Stored items:
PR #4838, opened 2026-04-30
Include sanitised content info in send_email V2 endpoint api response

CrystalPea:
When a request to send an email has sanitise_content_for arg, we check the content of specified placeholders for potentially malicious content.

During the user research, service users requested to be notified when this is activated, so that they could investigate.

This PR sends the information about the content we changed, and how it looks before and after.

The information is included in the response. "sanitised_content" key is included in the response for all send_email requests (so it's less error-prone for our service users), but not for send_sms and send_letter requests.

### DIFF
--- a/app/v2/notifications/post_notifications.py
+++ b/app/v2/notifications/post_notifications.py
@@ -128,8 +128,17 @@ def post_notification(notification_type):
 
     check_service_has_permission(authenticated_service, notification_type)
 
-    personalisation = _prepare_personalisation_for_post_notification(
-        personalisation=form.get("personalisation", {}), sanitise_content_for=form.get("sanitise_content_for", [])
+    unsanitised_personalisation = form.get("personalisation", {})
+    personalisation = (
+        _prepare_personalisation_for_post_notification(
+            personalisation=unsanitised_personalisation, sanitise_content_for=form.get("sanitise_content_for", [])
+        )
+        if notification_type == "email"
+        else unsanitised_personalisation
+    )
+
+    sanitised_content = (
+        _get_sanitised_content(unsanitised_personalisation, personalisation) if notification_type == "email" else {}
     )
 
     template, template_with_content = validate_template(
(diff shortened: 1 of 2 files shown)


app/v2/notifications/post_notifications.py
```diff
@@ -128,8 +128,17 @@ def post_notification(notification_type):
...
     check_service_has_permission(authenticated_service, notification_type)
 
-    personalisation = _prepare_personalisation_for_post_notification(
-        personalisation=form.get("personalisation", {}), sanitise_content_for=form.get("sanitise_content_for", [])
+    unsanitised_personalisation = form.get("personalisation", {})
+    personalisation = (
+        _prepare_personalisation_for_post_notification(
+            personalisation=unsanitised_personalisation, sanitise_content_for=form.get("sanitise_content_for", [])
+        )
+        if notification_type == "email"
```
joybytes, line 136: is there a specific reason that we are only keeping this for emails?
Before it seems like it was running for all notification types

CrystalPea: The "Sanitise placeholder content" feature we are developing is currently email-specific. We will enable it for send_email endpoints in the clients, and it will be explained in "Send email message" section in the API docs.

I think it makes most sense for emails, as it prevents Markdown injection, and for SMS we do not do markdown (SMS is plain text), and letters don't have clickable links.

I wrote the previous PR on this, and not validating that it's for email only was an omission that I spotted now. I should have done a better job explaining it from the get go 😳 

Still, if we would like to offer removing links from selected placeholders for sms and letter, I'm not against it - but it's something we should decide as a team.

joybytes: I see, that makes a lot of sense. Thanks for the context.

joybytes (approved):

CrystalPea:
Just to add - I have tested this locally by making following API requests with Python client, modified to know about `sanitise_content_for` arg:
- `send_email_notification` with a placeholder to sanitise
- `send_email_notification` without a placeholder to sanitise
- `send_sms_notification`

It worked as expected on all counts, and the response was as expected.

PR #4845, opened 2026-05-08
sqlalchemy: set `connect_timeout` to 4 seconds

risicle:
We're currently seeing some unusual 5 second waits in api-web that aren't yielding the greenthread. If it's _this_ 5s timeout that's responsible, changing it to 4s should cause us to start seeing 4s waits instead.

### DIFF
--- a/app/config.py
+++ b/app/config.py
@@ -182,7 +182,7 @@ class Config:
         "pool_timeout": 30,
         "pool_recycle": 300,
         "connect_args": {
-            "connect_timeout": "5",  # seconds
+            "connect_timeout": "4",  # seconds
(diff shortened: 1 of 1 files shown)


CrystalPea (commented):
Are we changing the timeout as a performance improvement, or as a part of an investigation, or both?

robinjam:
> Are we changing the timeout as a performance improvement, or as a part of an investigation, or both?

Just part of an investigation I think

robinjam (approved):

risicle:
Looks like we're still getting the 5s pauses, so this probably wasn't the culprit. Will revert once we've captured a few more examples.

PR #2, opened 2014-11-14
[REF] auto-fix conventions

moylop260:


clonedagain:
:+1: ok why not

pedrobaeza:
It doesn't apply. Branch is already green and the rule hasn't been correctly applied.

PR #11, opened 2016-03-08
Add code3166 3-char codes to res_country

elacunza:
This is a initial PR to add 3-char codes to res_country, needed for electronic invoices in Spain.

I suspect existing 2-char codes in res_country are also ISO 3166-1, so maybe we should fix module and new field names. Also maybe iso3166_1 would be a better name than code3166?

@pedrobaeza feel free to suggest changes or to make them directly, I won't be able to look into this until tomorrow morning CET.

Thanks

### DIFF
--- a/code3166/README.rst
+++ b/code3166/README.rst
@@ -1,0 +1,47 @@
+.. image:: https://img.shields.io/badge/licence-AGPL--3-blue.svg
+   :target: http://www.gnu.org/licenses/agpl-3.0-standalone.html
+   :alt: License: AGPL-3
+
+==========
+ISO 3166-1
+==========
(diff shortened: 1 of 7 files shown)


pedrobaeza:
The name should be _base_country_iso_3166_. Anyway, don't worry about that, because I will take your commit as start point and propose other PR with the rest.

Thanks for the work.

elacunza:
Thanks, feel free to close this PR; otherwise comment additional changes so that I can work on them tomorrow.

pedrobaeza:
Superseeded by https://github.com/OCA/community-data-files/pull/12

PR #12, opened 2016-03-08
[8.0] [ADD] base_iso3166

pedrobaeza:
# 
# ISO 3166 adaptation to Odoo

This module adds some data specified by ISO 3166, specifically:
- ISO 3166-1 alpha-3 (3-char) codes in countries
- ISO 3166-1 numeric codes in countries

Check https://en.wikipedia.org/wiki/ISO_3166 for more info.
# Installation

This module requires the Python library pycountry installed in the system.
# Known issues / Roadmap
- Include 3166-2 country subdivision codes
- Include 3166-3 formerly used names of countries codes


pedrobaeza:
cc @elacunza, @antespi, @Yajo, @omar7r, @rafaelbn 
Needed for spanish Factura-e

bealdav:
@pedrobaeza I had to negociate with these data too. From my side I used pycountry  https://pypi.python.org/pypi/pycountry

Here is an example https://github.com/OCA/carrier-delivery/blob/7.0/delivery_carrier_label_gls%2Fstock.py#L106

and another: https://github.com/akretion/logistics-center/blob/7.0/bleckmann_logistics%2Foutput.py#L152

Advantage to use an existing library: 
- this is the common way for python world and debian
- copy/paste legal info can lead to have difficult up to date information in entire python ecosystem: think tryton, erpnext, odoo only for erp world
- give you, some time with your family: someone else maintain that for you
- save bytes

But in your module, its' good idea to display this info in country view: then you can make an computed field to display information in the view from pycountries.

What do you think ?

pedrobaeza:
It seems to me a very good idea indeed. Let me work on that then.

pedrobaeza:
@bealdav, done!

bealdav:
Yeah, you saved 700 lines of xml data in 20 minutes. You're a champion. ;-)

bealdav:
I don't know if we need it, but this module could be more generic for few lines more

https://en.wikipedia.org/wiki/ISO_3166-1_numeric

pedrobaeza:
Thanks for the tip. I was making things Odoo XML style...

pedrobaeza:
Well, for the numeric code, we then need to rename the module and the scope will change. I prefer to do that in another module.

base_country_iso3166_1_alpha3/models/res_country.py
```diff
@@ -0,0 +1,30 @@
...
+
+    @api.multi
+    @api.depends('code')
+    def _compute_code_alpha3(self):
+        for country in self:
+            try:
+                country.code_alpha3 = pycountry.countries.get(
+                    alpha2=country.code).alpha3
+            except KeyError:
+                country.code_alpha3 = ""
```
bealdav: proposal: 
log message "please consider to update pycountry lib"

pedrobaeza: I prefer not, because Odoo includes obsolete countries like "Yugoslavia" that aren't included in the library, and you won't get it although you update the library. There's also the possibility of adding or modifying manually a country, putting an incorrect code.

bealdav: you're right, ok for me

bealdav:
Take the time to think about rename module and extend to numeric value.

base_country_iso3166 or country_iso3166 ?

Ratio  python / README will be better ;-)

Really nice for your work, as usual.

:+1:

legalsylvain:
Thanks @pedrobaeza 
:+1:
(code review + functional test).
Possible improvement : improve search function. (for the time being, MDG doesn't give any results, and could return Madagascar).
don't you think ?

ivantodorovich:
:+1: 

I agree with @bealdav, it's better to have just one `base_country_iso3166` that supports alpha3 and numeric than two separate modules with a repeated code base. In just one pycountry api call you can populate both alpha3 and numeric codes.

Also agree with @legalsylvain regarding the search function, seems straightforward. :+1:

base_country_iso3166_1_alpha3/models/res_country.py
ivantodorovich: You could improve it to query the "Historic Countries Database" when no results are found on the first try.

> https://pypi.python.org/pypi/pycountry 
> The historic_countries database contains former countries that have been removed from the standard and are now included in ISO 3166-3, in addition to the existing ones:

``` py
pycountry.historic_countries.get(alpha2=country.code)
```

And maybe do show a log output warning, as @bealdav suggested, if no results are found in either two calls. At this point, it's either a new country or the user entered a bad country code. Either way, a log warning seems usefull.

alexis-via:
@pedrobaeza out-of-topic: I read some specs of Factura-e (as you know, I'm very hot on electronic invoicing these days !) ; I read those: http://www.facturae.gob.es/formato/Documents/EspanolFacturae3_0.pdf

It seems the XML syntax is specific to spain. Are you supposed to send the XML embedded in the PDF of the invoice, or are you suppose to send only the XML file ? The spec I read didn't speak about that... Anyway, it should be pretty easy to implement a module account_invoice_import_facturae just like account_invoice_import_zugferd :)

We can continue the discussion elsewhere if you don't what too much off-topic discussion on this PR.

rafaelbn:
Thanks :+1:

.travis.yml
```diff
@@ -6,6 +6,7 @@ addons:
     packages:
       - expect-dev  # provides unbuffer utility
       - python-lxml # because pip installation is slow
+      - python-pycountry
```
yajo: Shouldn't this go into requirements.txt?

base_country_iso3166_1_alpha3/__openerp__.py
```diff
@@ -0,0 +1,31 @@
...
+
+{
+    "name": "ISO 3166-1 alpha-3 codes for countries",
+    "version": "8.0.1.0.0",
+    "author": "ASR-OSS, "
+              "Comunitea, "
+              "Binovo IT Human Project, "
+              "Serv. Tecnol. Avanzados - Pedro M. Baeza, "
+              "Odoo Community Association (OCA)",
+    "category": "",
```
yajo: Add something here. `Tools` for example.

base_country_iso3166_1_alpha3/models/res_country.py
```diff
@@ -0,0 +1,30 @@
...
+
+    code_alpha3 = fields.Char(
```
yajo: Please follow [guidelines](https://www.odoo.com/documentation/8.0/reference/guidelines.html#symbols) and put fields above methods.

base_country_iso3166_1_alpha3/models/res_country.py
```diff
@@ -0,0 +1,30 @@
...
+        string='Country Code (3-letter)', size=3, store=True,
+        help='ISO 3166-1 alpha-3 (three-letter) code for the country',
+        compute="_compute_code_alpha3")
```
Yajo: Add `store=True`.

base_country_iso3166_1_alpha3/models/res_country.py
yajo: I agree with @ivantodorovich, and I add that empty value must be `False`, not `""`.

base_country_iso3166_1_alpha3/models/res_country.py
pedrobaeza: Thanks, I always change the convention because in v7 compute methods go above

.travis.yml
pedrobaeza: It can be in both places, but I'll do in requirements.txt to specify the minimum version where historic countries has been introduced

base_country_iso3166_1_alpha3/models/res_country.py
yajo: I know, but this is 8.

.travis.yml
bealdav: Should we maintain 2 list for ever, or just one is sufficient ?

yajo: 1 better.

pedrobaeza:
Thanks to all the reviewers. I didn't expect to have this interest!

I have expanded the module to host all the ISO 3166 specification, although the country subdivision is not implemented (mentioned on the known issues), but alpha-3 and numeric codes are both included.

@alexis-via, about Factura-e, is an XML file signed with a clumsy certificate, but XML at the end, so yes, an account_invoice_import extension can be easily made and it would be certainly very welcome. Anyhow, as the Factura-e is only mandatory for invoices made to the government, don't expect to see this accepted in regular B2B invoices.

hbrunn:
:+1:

=== What you need to do ===
Using the records above, restate word for word the lines from the one with "Add code3166 3-char codes to res_country" through the one with "(diff shortened: 1 of 7 files shown)", both included.

=== Answer ===
Add code3166 3-char codes to res_country

elacunza:
This is a initial PR to add 3-char codes to res_country, needed for electronic invoices in Spain.

I suspect existing 2-char codes in res_country are also ISO 3166-1, so maybe we should fix module and new field names. Also maybe iso3166_1 would be a better name than code3166?

@pedrobaeza feel free to suggest changes or to make them directly, I won't be able to look into this until tomorrow morning CET.

Thanks

### DIFF
--- a/code3166/README.rst
+++ b/code3166/README.rst
@@ -1,0 +1,47 @@
+.. image:: https://img.shields.io/badge/licence-AGPL--3-blue.svg
+   :target: http://www.gnu.org/licenses/agpl-3.0-standalone.html
+   :alt: License: AGPL-3
+
+==========
+ISO 3166-1
+==========
(diff shortened: 1 of 7 files shown)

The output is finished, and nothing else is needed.